Saturday, April 28, 2007

Economic managers eye heavy infra spending

 

 

The country’s economic managers have reworked the budget timetable to reflect sustained infrastructure spending after the anticipated budget balance in 2008.

While the original plan called for a series of modest budgetary surpluses beginning 2009, it now calls for substantially increased spending while being careful not to revert to deficit state.

The heightened spending was seen on Friday to boost the government’s capital expenditures for the period to equal 20 percent of revenues, which is the rule of thumb.

This translates to capital expenditures of some P260 billion each year for two years after the expected budget balance in 2008 when revenue flows were seen to hit P1.3 trillion.

“We want to expand our capital expenditures and fund our infrastructure development program. We can do this because our debt ratios have gone down significantly,” Finance Undersecretary Gil Beltran said in an interview.

There was prior consensus on the need for greater spending for infrastructure and the Development Budget Coordination Committee would formalize the agreement in a meeting set for Monday.

Socioeconomic Planning Secretary Romulo Neri earlier pushed for higher capital expenditures to sustain the country’s growth trajectory over the medium term.

Neri believed since the fiscal house had been brought to order, it was now time for the government to loosen its purse strings a bit and spend for roads, ports, bridges and the like, it was learned.

Finance Secretary Margarito Teves, who is on an overseas trip to seek global support for the multibillion-peso infrastructure program, previously calculated it would require roughly P1.7 trillion to build the infrastructure needed to sustain the program over a five-year stretch.

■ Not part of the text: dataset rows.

PR #498, opened 2022-12-29
Add tests upgrade to v2.2.0 

anajuliabit:
This PR adds integration tests to insure protocol integrity on upgrade from 2.1.0 to 2.2.0

## Breaking changes
-   **PR**: Allows DR creation without the need for activation by protocol admin by @anajuliabit in https://github.com/bosonprotocol/boson-protocol-contracts/pull/466
      - [x] DR can be activated on creation.
- **PR**: Allowlist metatx methods by @zajck in https://github.com/bosonprotocol/boson-protocol-contracts/pull/461
   - [x] Meta transaction should work with allowlisted function
   - [x] Meta transaction should fail when function name is not allowlisted
   - [x] functionPointer positions should change
- **PR**: Raise and Escalate Dispute Orchestration by @cliffhall in https://github.com/bosonprotocol/boson-protocol-contracts/pull/489:
   - [x] Test if facets address pointed to selectors from OrchestrationHandlerFacet were replaced for facets OrchestrationHandlerFacet1 and OrchestrationHandlerFacet2
- **PR**: New voucher name and symbol by @zajck in https://github.com/bosonprotocol/boson-protocol-contracts/pull/477
  - [x] Test if new vouchers are created with new name and symbol
- **PR**: Rename operator to assistant #556
  - [x] Operator has been renamed to assistant
 
   
## New methods
- **PR**: Allowlist metatx methods by @zajck in https://github.com/bosonprotocol/boson-protocol-contracts/pull/461
   - [x] setAllowlistedFunctions
   - [x] isFunctionAllowlisted(bytes32)
   - [x] isFunctionAllowlisted(string)
   - [x] Meta transaction should fail when function name is not allowlisted
- **PR**: Add new facet ProtocolInitializationFacet by @anajuliabit in https://github.com/bosonprotocol/boson-protocol-contracts/pull/475
   - [x] getVersion
- **PR**: Init v2_2_0 by @zajck in https://github.com/bosonprotocol/boson-protocol-contracts/pull/492
   - [x] Should call initV2_2_0
- **PR**: Raise and Escalate Dispute Orchestration by @cliffhall in https://github.com/bosonprotocol/boson-protocol-contracts/pull/489
   - [x] raiseAndEscalateDispute
 - **PR**: Protocol support preminted voucher by @zajck in https://github.com/bosonprotocol/boson-protocol-contracts/pull/490
     - [x] setMaxPremintedVouchers
     - [x] getMaxPremintedVouchers
[...]

PR #563, opened 2023-02-09
Allow vouchers to be preMinted to voucher contract

anajuliabit:
- Vouchers can now be pre-minted for both the contract owner and contract address. 
- A new parameter `_to` has been added to `reserveRange` and must be either the contract owner or contract address. 
-  I have also fixed the pre-commit hook script in this PR.
 
## Notes
 I'll add the upgrade tests checking if OfferHandler has new changes in this [PR](https://github.com/bosonprotocol/boson-protocol-contracts/pull/498) after we merge this one to main, in order to avoid conflicts

### DIFF
--- a/contracts/interfaces/handlers/IBosonOrchestrationHandler.sol
+++ b/contracts/interfaces/handlers/IBosonOrchestrationHandler.sol
@@ -13,7 +13,7 @@ import { IBosonBundleEvents } from "../events/IBosonBundleEvents.sol";
  *
  * @notice Combines creation of multiple entities (accounts, offers, groups, twins, bundles) in a single transaction
  *
- * The ERC-165 identifier for this interface is: 0x6fa524ec
+ * The ERC-165 identifier for this interface is: 0xa38bc2e7
  */
 interface IBosonOrchestrationHandler is
     IBosonAccountEvents,
@@ -162,6 +162,7 @@ interface IBosonOrchestrationHandler is
      * - When agent id is non zero:
      *   - If Agent does not exist
      *   - If the sum of agent fee amount and protocol fee amount is greater than the offer fee limit
+     * - _to is not the BosonVoucher contract address or the BosonVoucher contract owner
      *
      * @dev No reentrancy guard here since already implemented by called functions. If added here, they would clash.
      *
@@ -171,6 +172,7 @@ interface IBosonOrchestrationHandler is
      * @param _offerDurations - the fully populated offer durations struct
      * @param _disputeResolverId - the id of chosen dispute resolver (can be 0)
      * @param _reservedRangeLength - the amount of tokens to be reserved for preminting
+     * @param _to - the address to send the pre-minted vouchers to (contract address or contract owner)
      * @param _authToken - optional AuthToken struct that specifies an AuthToken type and tokenId that the seller can use to do admin functions
      * @param _voucherInitValues - the fully populated BosonTypes.VoucherInitValues struct
      * @param _agentId - the id of agent
@@ -182,6 +184,7 @@ interface IBosonOrchestrationHandler is
         BosonTypes.OfferDurations calldata _offerDurations,
         uint256 _disputeResolverId,
         uint256 _reservedRangeLength,
+        address _to,
         BosonTypes.AuthToken calldata _authToken,
         BosonTypes.VoucherInitValues calldata _voucherInitValues,
         uint256 _agentId
@@ -268,6 +271,7 @@ interface IBosonOrchestrationHandler is
      * - When agent id is non zero:
      *   - If Agent does not exist
      *   - If the sum of agent fee amount and protocol fee amount is greater than the offer fee limit
+     * - _to is not the BosonVoucher contract address or the BosonVoucher contract owner
      *
      * @dev No reentrancy guard here since already implemented by called functions. If added here, they would clash.
      *
@@ -276,6 +280,7 @@ interface IBosonOrchestrationHandler is
      * @param _offerDurations - the fully populated offer durations struct
      * @param _disputeResolverId - the id of chosen dispute resolver (can be 0)
      * @param _reservedRangeLength - the amount of tokens to be reserved for preminting
+     * @param _to - the address to send the pre-minted vouchers to (contract address or contract owner)
      * @param _condition - the fully populated condition struct
      * @param _agentId - the id of agent
      */
@@ -285,6 +290,7 @@ interface IBosonOrchestrationHandler is
         BosonTypes.OfferDurations calldata _offerDurations,
         uint256 _disputeResolverId,
         uint256 _reservedRangeLength,
+        address _to,
         BosonTypes.Condition calldata _condition,
         uint256 _agentId
     ) external;
@@ -376,6 +382,7 @@ interface IBosonOrchestrationHandler is
      * - When agent id is non zero:
      *   - If Agent does not exist
      *   - If the sum of agent fee amount and protocol fee amount is greater than the offer fee limit
+     * - _to is not the BosonVoucher contract address or the BosonVoucher contract owner
      *
      * @dev No reentrancy guard here since already implemented by called functions. If added here, they would clash.
      *
@@ -384,6 +391,7 @@ interface IBosonOrchestrationHandler is
      * @param _offerDurations - the fully populated offer durations struct
      * @param _disputeResolverId - the id of chosen dispute resolver (can be 0)
      * @param _reservedRangeLength - the amount of tokens to be reserved for preminting
+     * @param _to - the address to send the pre-minted vouchers to (contract address or contract owner)
      * @param _groupId - id of the group, to which offer will be added
      * @param _agentId - the id of agent
      */
@@ -393,6 +401,7 @@ interface IBosonOrchestrationHandler is
         BosonTypes.OfferDurations calldata _offerDurations,
         uint256 _disputeResolverId,
         uint256 _reservedRangeLength,
+        address _to,
         uint256 _groupId,
         uint256 _agentId
     ) external;
@@ -494,6 +503,7 @@ interface IBosonOrchestrationHandler is
      * - When agent id is non zero:
      *   - If Agent does not exist
      *   - If the sum of agent fee amount and protocol fee amount is greater than the offer fee limit
+     * - _to is not the BosonVoucher contract address or the BosonVoucher contract owner
      *
      * @dev No reentrancy guard here since already implemented by called functions. If added here, they would clash.
      *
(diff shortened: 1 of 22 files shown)


contracts/protocol/clients/voucher/BosonVoucher.sol
```diff
@@ -56,12 +56,14 @@ contract BosonVoucherBase is IBosonVoucher, BeaconClientBase, OwnableUpgradeable
     // Tell if preminted voucher has already been _committed
     mapping(uint256 => bool) private _committed;
 
+    mapping(uint256 => address) private _preMintOwners;
```
zajck, line 59: Storing address per every `tokenId` does not makes much sense, since it invalidates all minting gas savings that were introduced with ranges. The main reasons to introduce ranges was to avoid storing the same address all over the place.
If we wanted to store address per token id it would be better to just scrap everything we have, and make a simple loop where we call existing OZ `_mint` method, which would be more efficient and less error prone (no need to store ranges, no need to do binary search).
I run limit estimation and now max preminted vouchers (in single tx) dropped to arround 1.000, while before it was > 10.000.

It would be better to just add `owner" field to existing `Range` struct.

contracts/protocol/clients/voucher/BosonVoucher.sol
```diff
@@ -217,42 +219,53 @@ contract BosonVoucherBase is IBosonVoucher, BeaconClientBase, OwnableUpgradeable
...
+     *
+     * Reverts if:
+     * - Offer id is not associated with a range
+     * - Amount to mint is more than remaining un-minted in range
+     * - Too many to mint in a single transaction, given current block gas limit
+     * - Offer already expired
+     * - Offer is voided
+     * - _to address is zero address
+     *
+     * @param _to - the address to mint the vouchers to
```
zajck, line 257: If `_to` can be any address, this gives `assistant` probably too great power - they could mint vouchers to anybody (including themselves), and whoever the first owner is, gets the paid price (directly from marketplace), while in protocol it is sellers account that needs to provide the funds.

Also, as long as `preMint` that transfers funds to assistant exists, the problem of who gets the funds isn't solved.

I believe we don't even need two methods (`preMint` and `preMintTo`). Just `preMint` should be enough, where destination address should be some trusted address (for example `treasury`, `address(this)` or address that can be set only by the admin).

contracts/protocol/clients/voucher/BosonVoucher.sol
```diff
@@ -785,15 +798,59 @@ contract BosonVoucherBase is IBosonVoucher, BeaconClientBase, OwnableUpgradeable
         uint256 _tokenId,
         uint256 _offerId
     ) internal {
-        require(_from == owner(), NO_SILENT_MINT_ALLOWED);
```
zajck, line 788: Removing this allows anyone (who has non zero balance) to simply transfer preminted vouchers, even if they are not owner of the preminted vouchers.
So if seller has two offers, one cheap and one expensive, attacker can just buy the cheaper, and then steals the expensive one without paying anything.
It must be checked that `_from` actually owns the `tokenId`

This is the test I used to validate that attack exists:
```javascript
            it.only("Transfer preminted voucher, but from is not the voucher owner", async function () {
              // make sure "rando" has non-zero balance. In reality, that would be easy to achieve by just buying something cheap.
              await bosonVoucher.connect(assistant)[selector](assistant.address, rando.address, tokenId, ...additionalArgs);

              // next token id. Make sure that assistant is the owner
              tokenId = Number(tokenId)+1
              let tokenOwner = await bosonVoucher.ownerOf(tokenId);
              assert.equal(tokenOwner, assistant.address, "Seller is not the owner");

              // Following call should fail, since rando is not the owner of preminted voucher 
              await expect(
                bosonVoucher.connect(rando)[selector](rando.address, rando.address, tokenId, ...additionalArgs)
              ).to.be.reverted;
            });
```
Put this test in the place where "Transfer preminted voucher, but from is not the contract owner" was before. It should fail, but it doesn't.

zajck (changes requested):

contracts/protocol/clients/voucher/BosonVoucher.sol
zajck: As we discussed today, we could have two methods:
1. `preMint` (which could maybe be renamed to `premintToOwner`) and
2. `preMintToContract` which just mints vouchers to `address(this)`.

contracts/protocol/clients/voucher/BosonVoucher.sol
anajuliabit: but then it would be necessary to create a `reserveRangeTo` method

contracts/protocol/clients/voucher/BosonVoucher.sol
anajuliabit: fixed

contracts/protocol/bases/OfferBase.sol
```diff
@@ -309,9 +315,13 @@ contract OfferBase is ProtocolBase, IBosonOfferEvents {
         ProtocolLib.ProtocolCounters storage pc = protocolCounters();
         uint256 _startId = pc.nextExchangeId;
 
-        // Call reserveRange on voucher
         IBosonVoucher bosonVoucher = IBosonVoucher(protocolLookups().cloneAddress[offer.sellerId]);
-        bosonVoucher.reserveRange(_offerId, _startId, _length);
+
+        // _to must be the contract address or the contract owner
+        require(_to == address(bosonVoucher) || _to == bosonVoucher.owner(), INVALID_TO_ADDRESS);
```
zajck, line 321:
```suggestion
        require(_to == address(bosonVoucher) || _to == msgSender(), INVALID_TO_ADDRESS);
```

`bosonVoucher.owner()` is the assistant, who at the same time is the one calling `reserveRange`, so this is more efficient.

Probably you can msgSender to memory variable, since it's also used in `RangeReserved` event.

contracts/protocol/clients/voucher/BosonVoucher.sol
```diff
@@ -61,7 +61,7 @@ contract BosonVoucherBase is IBosonVoucher, BeaconClientBase, OwnableUpgradeable
      * variables without shifting down storage in the inheritance chain.
      * See https://docs.openzeppelin.com/contracts/4.x/upgradeable#storage_gaps
      */
-    uint256[43] private __gap;
+    uint256[42] private __gap;
```
zajck, line 64: This should stay 43, since we don't have any new storage variable anymore.

contracts/protocol/clients/voucher/BosonVoucher.sol
```diff
@@ -240,19 +247,19 @@ contract BosonVoucherBase is IBosonVoucher, BeaconClientBase, OwnableUpgradeable
...
 
-        // Pre-mint the range to the seller
+        // Pre-mint the range
         uint256 tokenId;
-        address seller = owner();
         for (uint256 i = 0; i < _amount; i++) {
             tokenId = start + i;
-            emit Transfer(address(0), seller, tokenId);
+
+            emit Transfer(address(0), range.owner, tokenId);
```
zajck, line 255: Please store `range.owner` to memory variable, otherwise it's reading from the storage in every iteration.

contracts/protocol/facets/OrchestrationHandlerFacet1.sol
```diff
@@ -162,6 +164,7 @@ contract OrchestrationHandlerFacet1 is PausableBase, SellerBase, OfferBase, Grou
         OfferDurations calldata _offerDurations,
         uint256 _disputeResolverId,
         uint256 _reservedRangeLength,
+        address _to,
```
zajck, line 167: Interface `contracts/interfaces/handlers/IBosonOrchestrationHandler.sol` should also be updated to match implementation (same for all functions).

scripts/domain/Range.js
```diff
@@ -119,6 +120,15 @@ class Range {
     return bigNumberIsValid(this.lastBurnedTokenId, { optional: true });
   }
 
+  /**
+   * Is this Range instance's assistant field valid?
```
zajck, line 124:
```suggestion
   * Is this Range instance's owner field valid?
```

test/protocol/clients/BosonVoucherTest.js
```diff
@@ -407,6 +454,64 @@ describe("IBosonVoucher", function () {
...
+          let tokenOwner = await bosonVoucher.ownerOf(tokenId);
+          assert.equal(tokenOwner, bosonVoucher.address, `Wrong token owner for token ${tokenId}`);
+        }
+
+        // Token that is inside a range, but wasn't preminted yet should not have an owner
+        await expect(bosonVoucher.ownerOf(Number(amount) + Number(start) + 1)).to.be.revertedWith(
+          RevertReasons.ERC721_NON_EXISTENT
+        );
+
+        // Seller's balance should be updated for the total mint amount
```
zajck, line 505:
```suggestion
        // Contract's balance should be updated for the total mint amount
```

zajck (changes requested):

contracts/protocol/bases/OfferBase.sol
anajuliabit: @zajck but what if the assistant has transferred the voucher ownership?

contracts/protocol/clients/voucher/BosonVoucher.sol
anajuliabit: forgot to put it back, done

contracts/protocol/clients/voucher/BosonVoucher.sol
anajuliabit: done

scripts/domain/Range.js
anajuliabit: fixed

contracts/protocol/facets/OrchestrationHandlerFacet1.sol
anajuliabit: done

test/protocol/clients/BosonVoucherTest.js
anajuliabit: fixed

contracts/interfaces/handlers/IBosonOrchestrationHandler.sol
```diff
@@ -162,6 +162,7 @@ interface IBosonOrchestrationHandler is
      * - When agent id is non zero:
      *   - If Agent does not exist
      *   - If the sum of agent fee amount and protocol fee amount is greater than the offer fee limit
+     * - _to is not the BosonVoucher contract address or the BosonVoucher contract owner
```
mischat, line 165: this requires a space :)

zajck (approved):
LGTM

mischat (approved):
This looks good to me, thanks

Beltran said sufficient revenue flows and the government’s diminishing debt load should help the economic managers accomplish the feat.

The national government’s outstanding debt as of end-2006 totaled P3.851 trillion, or 64.2 percent of local output, or the gross domestic product, from 67.2 percent of GDP three months earlier.

Because  the government has also started paying down its IOUs, debt service should also lower significantly going forward, according to Beltran.